В центре комнаты была большая купель, пахло паром и травами. А в купели лежал мужик — коренастый, пузатый, лохматый. И абсолютно голый. Только руки и голени были покрыты причудливой росписью прямо на коже.
— Вот тебе и Водяной, — пробормотала Милорада. — Молчан и тот грознее будет.
— Никогда не слышала фразу:
«Не буди лихо, пока тихо»? — ухмыльнулась Частуха и зашла с ними в покои, прикрыла дверь. — Ну, делайте, что нужно.
Глава 12
Вместо того, чтобы подойти к Водяному, Милорада развернулась и покрепче притворила дверь. Затем прижалась к ней лбом и принялась что-то бормотать. Святослав внимательно смотрел, как резные створки постепенно утопают в камне, пока полностью не растворились, оставив только гладкую стену.

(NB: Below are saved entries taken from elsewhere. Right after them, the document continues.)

PR #358, opened 2018-08-25
Updates to modules for H2C

nkern:
This PR makes the `abscal` and `lstbin` module compatible with `HERAData` objects

Implementation of partial loading in `abscal` and `lstbin` algorithms and Py3 compatibility are deferred to a future PR

### DIFF
--- a/.travis.yml
+++ b/.travis.yml
@@ -20,6 +20,7 @@ install:
   - hash -r
   - conda config --set always_yes yes --set changeps1 no
   - conda install -q conda
+  - conda update -q conda
   # Useful for debugging any issues with conda
   - conda info -a
 
--- a/.travis.yml
+++ b/.travis.yml
@@ -26,7 +26,7 @@ install:
   # create environment and install dependencies
   - conda create -q -n test-environment python=$TRAVIS_PYTHON_VERSION numpy scipy astropy nose pip matplotlib coverage pandas scikit-learn h5py
   - source activate test-environment
-  - conda install -c conda-forge aipy pycodestyle
+  - conda install -c conda-forge healpy aipy pycodestyle
   - pip install coveralls
   - pip install git+https://github.com/HERA-Team/pyuvdata.git
   - pip install git+https://github.com/HERA-Team/omnical.git
--- a/.travis.yml
+++ b/.travis.yml
@@ -2,7 +2,7 @@ language: python
 python:
   # We don't actually use the Travis Python, but this keeps it organized.
   - "2.7"
-  - "3.6"
+#  - "3.6"
 
 install:
   # ensure that we have the full tag information available for version.py
--- a/.travis.yml
+++ b/.travis.yml
@@ -2,6 +2,8 @@ language: python
 python:
   # We don't actually use the Travis Python, but this keeps it organized.
   - "2.7"
+  - "3.6"
+
 install:
   # ensure that we have the full tag information available for version.py
   - git fetch --unshallow --tags
--- a/hera_cal/abscal.py
+++ b/hera_cal/abscal.py
@@ -71,7 +71,8 @@ class AbsCal(object):
     phs_logcal or a TT_phs_logcal bandpass routine.
     """
     def __init__(self, model, data, refant=None, wgts=None, antpos=None, freqs=None,
-                 min_bl_cut=None, max_bl_cut=None, bl_taper_fwhm=None, verbose=True):
+                 min_bl_cut=None, max_bl_cut=None, bl_taper_fwhm=None, verbose=True,
+                 filetype='miriad'):
         """
         AbsCal object used to for phasing and scaling visibility data to an absolute reference model.
 
@@ -87,7 +88,7 @@ class AbsCal(object):
                 these must be 2D arrays, with [0] axis indexing time
                 and [1] axis indexing frequency.
 
-                Optionally, model can be a path to a miriad file, a
+                Optionally, model can be a path to a pyuvdata-supported file, a
                 pyuvdata.UVData object or hera_cal.HERAData object,
                 or a list of either.
 
@@ -97,7 +98,7 @@ class AbsCal(object):
                 these must be 2D arrays, with [0] axis indexing time
                 and [1] axis indexing frequency.
 
-                Optionally, data can be a path to a miriad file, a
+                Optionally, data can be a path to a pyuvdata-supported file, a
                 pyuvdata.UVData object or hera_cal.HERAData object,
                 or a list of either. In this case, antpos, freqs
                 and wgts are overwritten from arrays in data.
@@ -136,6 +137,8 @@ class AbsCal(object):
 
         bl_taper_fwhm : float, impose a gaussian taper on the data weights as a function of
             bl separation length, with a specified fwhm [meters]
+
+        filetype : str, if data and/or model are fed as strings, this is their filetype
         """
         # set pols to None
         pols = None
@@ -143,12 +146,12 @@ class AbsCal(object):
         # load model if necessary
         if isinstance(model, list) or isinstance(model, np.ndarray) or isinstance(model, str) or issubclass(model.__class__, UVData):
             (model, model_flags, model_antpos, model_ants, model_freqs, model_lsts,
-             model_times, model_pols) = io.load_vis(model, pop_autos=True, return_meta=True)
+             model_times, model_pols) = io.load_vis(model, pop_autos=True, return_meta=True, filetype=filetype)
 
         # load data if necessary
         if isinstance(data, list) or isinstance(data, np.ndarray) or isinstance(data, str) or issubclass(data.__class__, UVData):
             (data, flags, data_antpos, data_ants, data_freqs, data_lsts,
-             data_times, data_pols) = io.load_vis(data, pop_autos=True, return_meta=True)
+             data_times, data_pols) = io.load_vis(data, pop_autos=True, return_meta=True, filetype=filetype)
             wgts = DataContainer(odict(map(lambda k: (k, (~flags[k]).astype(np.float)), flags.keys())))
             pols = data_pols
             freqs = data_freqs
@@ -1037,7 +1040,7 @@ def omni_abscal_arg_parser():
     return a
 
 
-def abscal_run(data_file, model_files, refant=None, calfits_infile=None, verbose=True, overwrite=False, write_calfits=True,
+def abscal_run(data_file, model_files, filetype='miriad', refant=None, calfits_infile=None, verbose=True, overwrite=False, write_calfits=True,
                min_bl_cut=None, max_bl_cut=None, bl_taper_fwhm=None, output_calfits_fname=None, return_gains=False, return_object=False, outdir=None,
                match_red_bls=False, tol=1.0, reweight=False, rephase_model=True, all_antenna_gains=False, window=None, edge_cut=0,
                delay_cal=False, avg_phs_cal=False, avg_dly_slope_cal=False, delay_slope_cal=False, phase_slope_cal=False, abs_amp_cal=False,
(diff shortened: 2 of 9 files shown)


.travis.yml
```diff
@@ -26,7 +28,7 @@ install:
   - source activate test-environment
   - conda install -c conda-forge aipy pycodestyle
   - pip install coveralls
-  - pip install git+https://github.com/HERA-Team/pyuvdata.git@v1.3
+  - pip install git+https://github.com/HERA-Team/pyuvdata.git@9c94be0366eb41692f5501caac99981026a7ffe6
```
jsdillon: Can't we get up to date with master? I'd like to try to always be up to date with master and only build against a specific version or commit when master breaks us.

hera_cal/abscal.py
```diff
@@ -83,34 +81,38 @@ def __init__(self, model, data, refant=None, wgts=None, antpos=None, freqs=None,
 
         Parameters:
         -----------
-        model : visibility data of refence model, type=DataContainer
+        model : Visibility data of refence model, type=dictionary
```
jsdillon: Why this change? Are we never using any of DataContainer's special properties?

hera_cal/abscal.py
```diff
@@ -83,34 +81,38 @@ def __init__(self, model, data, refant=None, wgts=None, antpos=None, freqs=None,
...
 
-        wgts : weights of data, type=DataContainer, [default=None]
+        wgts : weights of the data, type=dictionary, [default=None]
                keys are antenna pair + pol tuples (must match model), values are real floats
                matching shape of model and data
 
         antpos : type=dictionary, dict of antenna position vectors in ENU (topo) frame in meters.
                  origin of coordinates does not matter, but preferably are centered in the array.
-                 keys are antenna integers and values are 2D ndarray position vectors,
+                 keys are antenna integers and values are 2D position East-North arrays,
```
jsdillon: Can't they also be East-North-Up with Up in position [2]?

hera_cal/abscal.py
```diff
@@ -122,25 +124,28 @@ def __init__(self, model, data, refant=None, wgts=None, antpos=None, freqs=None,
...
 
         bl_taper_fwhm : float, impose a gaussian taper on the data weights as a function of
             bl separation length, with a specified fwhm [meters]
         """
         # set pols to None
         pols = None
 
-        # check format of model if model is not a dictionary
+        # load model if necessary
         if isinstance(model, list) or isinstance(model, np.ndarray) or isinstance(model, str) or isinstance(model, UVData):
```
jsdillon: You might want to use `issubclass(UVData)` so `HERAData` works too.

hera_cal/abscal.py
```diff
@@ -122,25 +124,28 @@ def __init__(self, model, data, refant=None, wgts=None, antpos=None, freqs=None,
...
             (model, model_flags, model_antpos, model_ants, model_freqs, model_lsts,
              model_times, model_pols) = io.load_vis(model, pop_autos=True, return_meta=True)
 
-        # check format of data if data is not a dictionary
+        # load data if necessary
         if isinstance(data, list) or isinstance(data, np.ndarray) or isinstance(data, str) or isinstance(data, UVData):
```
jsdillon: And likewise here.

hera_cal/abscal.py
```diff
@@ -83,34 +81,38 @@ def __init__(self, model, data, refant=None, wgts=None, antpos=None, freqs=None,
...
-                Optionally, model can be a path to a miriad or uvfits file, or a
-                pyuvdata.UVData object, or a list of either.
+                Optionally, model can be a path to a miriad file, a
+                pyuvdata.UVData object or hera_cal.HERAData object,
+                or a list of either.
 
-        data : visibility data of measurements, type=DataContainer
-               keys are antenna pair + pol tuples (must match model), values are
-               complex ndarray visibilities matching shape of model
+        data :  Visibility data, type=dictionary
```
jsdillon: Same comment here.

hera_cal/abscal.py
```diff
@@ -83,34 +81,38 @@ def __init__(self, model, data, refant=None, wgts=None, antpos=None, freqs=None,
...
+                pyuvdata.UVData object or hera_cal.HERAData object,
+                or a list of either. In this case, antpos, freqs
+                and wgts are overwritten from arrays in data.
 
         refant : antenna number integer for reference antenna
             The refence antenna is used in the phase solvers, where an absolute phase is applied to all
             antennas such that the refant's phase is set to identically zero.
 
-        wgts : weights of data, type=DataContainer, [default=None]
+        wgts : weights of the data, type=dictionary, [default=None]
```
jsdillon: And here.

hera_cal/abscal.py
```diff
@@ -1457,15 +1459,22 @@ def cut_bls(datacontainer, bls, bl_cut):
...
-    Output (cut_datacontainers)
+    Output
     ------
     cut_datacontainer : DataContainer object with bl cut enacted
     """
+    if min_bl_cut is None:
+        min_bl_cut = 0.0
+    if max_bl_cut is None:
+        max_bl_cut = 1e10
     cut_datacontainer = odict()
```
jsdillon: Because data containers now carry around some metadata, I think this is a bad solution. Instead, I'd make a deepcopy and use `del`.

hera_cal/abscal.py
```diff
@@ -1446,9 +1448,9 @@ def abscal_run(data_file, model_files, refant=None, calfits_infile=None, verbose
         return return_obj
 
 
-def cut_bls(datacontainer, bls, bl_cut):
+def cut_bls(datacontainer, bls, min_bl_cut=None, max_bl_cut=None):
```
jsdillon: It seems to me like `bls` should be an optional parameter, defaulted to None, an `if bls is None: bls = datacontainer.keys()`

hera_cal/abscal_funcs.py
```diff
@@ -1676,6 +1667,7 @@ def avg_file_across_red_bls(data_fname, outdir=None, output_fname=None,
 
     # write to file
     if write_miriad:
+        raise NotImplementedError("Correct averaging of integration_time and nsample not yet implemented")
```
jsdillon: This is a bit strange. You definitely want to comment out the code that isn't usable. But I wonder: why aren't we using `io.write_vis`? Can't we just eliminate this whole block?

hera_cal/abscal.py
nkern: I thought you wanted to deprecate `DataContainer`, so I thought it would just be apt to use a dictionary, which I think is actually the only thing we need, but I can add `or DataContainer` if you planned to keep it around...

hera_cal/abscal_funcs.py
nkern: I punted on writing b/c we need to implement the proper summing of the `nsample` and `integration_time` arrays which is not trivial and I didn't want to invest time into it now. I can comment out that code if you like

hera_cal/abscal.py
jsdillon: No, the whole point of `HERAData` is that it spits out DataContainers. We're definitely keeping them.

hera_cal/abscal_funcs.py
jsdillon: Yeah, I'd comment out the code. Otherwise our coverage will go way down.

Alternatively, if no one is using the code, we could also delete it.

hera_cal/abscal.py
jsdillon: Also, there may be other places where you turn dicts/odicts into DataContainers. We should avoid that if possible.

jsdillon:
@nkern I'd really like to get the pyuvdata update done before everything else. Can we narrow the scope of this PR and do the rest in a different PR?

hera_cal/abscal.py
nkern: bls is not a list of keys, its a dictionary of baseline vectors

hera_cal/abscal.py
```diff
@@ -83,28 +81,32 @@ def __init__(self, model, data, refant=None, wgts=None, antpos=None, freqs=None,
...
+        data :  Visibility data, type=dictionary or DataContainer
+                keys are antenna-pair + polarization tuples, Ex. (1, 2, 'xx').
+                values are complex ndarray visibilities.
+                these must be 2D arrays, with [0] axis indexing time
+                and [1] axis indexing frequency.
 
-                Optionally, model can be a path to a miriad or uvfits file, or a
-                pyuvdata.UVData object, or a list of either. In this case, wgts, antpos,
-                freqs, times and pols are overwritten with equivalent information from data object.
+                Optionally, data can be a path to a miriad file, a
```
jsdillon: Do we want to support uvh5 rather than miriad? Or just leave this as a legacy interface?

hera_cal/abscal.py
```diff
@@ -1446,28 +1450,42 @@ def abscal_run(data_file, model_files, refant=None, calfits_infile=None, verbose
...
+    max_bl_cut : float, maximum baseline separation [meters] to keep in data    
 
-    bl_cut : float, maximum baseline separation [meters] to keep in data
+    inplace : bool, if True edit data in input object, else make a copy.
 
-    Output (cut_datacontainers)
+    Output
     ------
-    cut_datacontainer : DataContainer object with bl cut enacted
+    datacontainer : DataContainer object with bl cut enacted
```
jsdillon: I think it's generally better to keep the returns of the same form whenever possible... so in this case, I'd recommend returning the cut datacontainer regardless. If people want to use inplace, it's OK to have a return and just call it without any assignment operator.

hera_cal/abscal.py
```diff
@@ -1446,28 +1450,42 @@ def abscal_run(data_file, model_files, refant=None, calfits_infile=None, verbose
...
+        only returned if not inplace
     """
-    cut_datacontainer = odict()
+    if inplace:
```
jsdillon: Shouldn't this be `if not inplace`?

hera_cal/abscal.py
```diff
@@ -1446,28 +1450,42 @@ def abscal_run(data_file, model_files, refant=None, calfits_infile=None, verbose
         return return_obj
 
 
-def cut_bls(datacontainer, bls, bl_cut):
+def cut_bls(datacontainer, bls, min_bl_cut=None, max_bl_cut=None, inplace=False):
```
jsdillon: Data containers (if they come from a file) now contain `antpos` inside them. Do we want to remove the dependence on `bls`?

hera_cal/abscal.py
```diff
@@ -1446,28 +1450,42 @@ def abscal_run(data_file, model_files, refant=None, calfits_infile=None, verbose
...
+        if k not in bls:
+            continue
+        if bl_len > max_bl_cut or bl_len < min_bl_cut:
+            del datacontainer[k]
 
-    assert len(cut_datacontainer) > 0, "no baselines were kept after baseline cut..."
+    assert len(datacontainer) > 0, "no baselines were kept after baseline cut..."
 
-    return DataContainer(cut_datacontainer)
+    if not inplace:
```
jsdillon: See above comment.

hera_cal/io.py
```diff
@@ -700,10 +697,11 @@ def write_vis(fname, data, lst_array, freq_array, antpos, time_array=None, flags
...
     telescope_location : type=ndarray, telescope location in xyz in ITRF (earth-centered frame).
 
-    integration_time : type=float or ndarray, integration duration in seconds for data_array. This does not necessarily have
-        to be equal to the diff(time_array): for the case of LST-binning, this is not the duration of the LST-bin
-        but the integration time of the pre-binned data. If None, will use diff(time_array) by default.
-        
+    integration_time : type=float or ndarray, integration duration in seconds for data_array.
+        This does not necessarily have to be equal to the diff(time_array): for the case of
+        LST-binning, this is not the duration of the LST-bin but the integration time of the
+        pre-binned data. Default is median(diff(time_array)) in seconds.
```
jsdillon: I would clarify here that the total integration time is always `integration_time * nsamples`.

hera_cal/abscal.py
nkern: I added a filetype kwarg to support both

hera_cal/abscal.py
nkern: yup, good catch thanks

hera_cal/abscal.py
nkern: sure thing

hera_cal/io.py
nkern: sure thing

hera_cal/abscal.py
jsdillon: Where? I don't see it.

hera_cal/abscal.py
jsdillon: No?

nkern: ok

— Так жены не достанут нас еще какое-то время, — объяснила она.
— Ишь ты, толковая какая, — улыбнулась Частуха. — А как нам теперь выбраться отсюда?
— Выйдем, — с полной уверенностью мотнула головой Милорада и, закатав рукава, приблизилась к Водяному.
Развалившийся в купели огромный мужчина выглядел… как обычный спящий мужик, утопившийся после тяжелого дня в поле или кузне. Он даже немного похрапывал и недовольно причмокивал губами, хмурил кустистые черные брови. Милорада задрала подол и влезла в купель, по колено оказалась в воде и приблизилась вплотную к парившему на поверхности хозяину дворца. Святослав невольно нахмурился, видя, насколько Милораду не смущает видеть другого голого мужчину.
«Нашел, о чем думать», — одернул он себя, вспоминая о голове, которую в Алой Топи невеста использовала в качестве светильника.
— Свят, помоги, — окликнула его девушка. — Мне одной не справиться.
— Ладно, — мотнул головой юноша и, не снимая сапог, шагнул в купель, и… чуть с воплем не выскочил обратно. Вода оказалась обжигающе горячей, пробирала до кости, а Милорада стояла в ней, как ни в чем не бывало. Святослав стиснул зубы, заставляя себя дышать через нос.
— Что такое? — не поняла Милорада. Свят выпучил глаза.
— А ты не чувствуешь?
— Нет.
— Ты в кипятке стоишь? — дрожь разлилась по позвоночнику. Если несколько мгновений назад Святослав еще думал, что сможет перетерпеть, то теперь жар стал невыносимым. Юноша готов был поклясться, что чувствует, как кожа до самого колена начинает покрываться волдырями и расслаиваться. Позабыв обо всяком мужестве, он развернулся и рухнул на борт купели, с трудом вытащил себя на пол и растянулся, прижимаясь щекой к холодному камню. На лбу остывал пот, руки еще тряслись, но нестерпимая, удушливая духота стала отступать. Юноша жадно хватал ртом воздух, как выброшенная на берег рыба.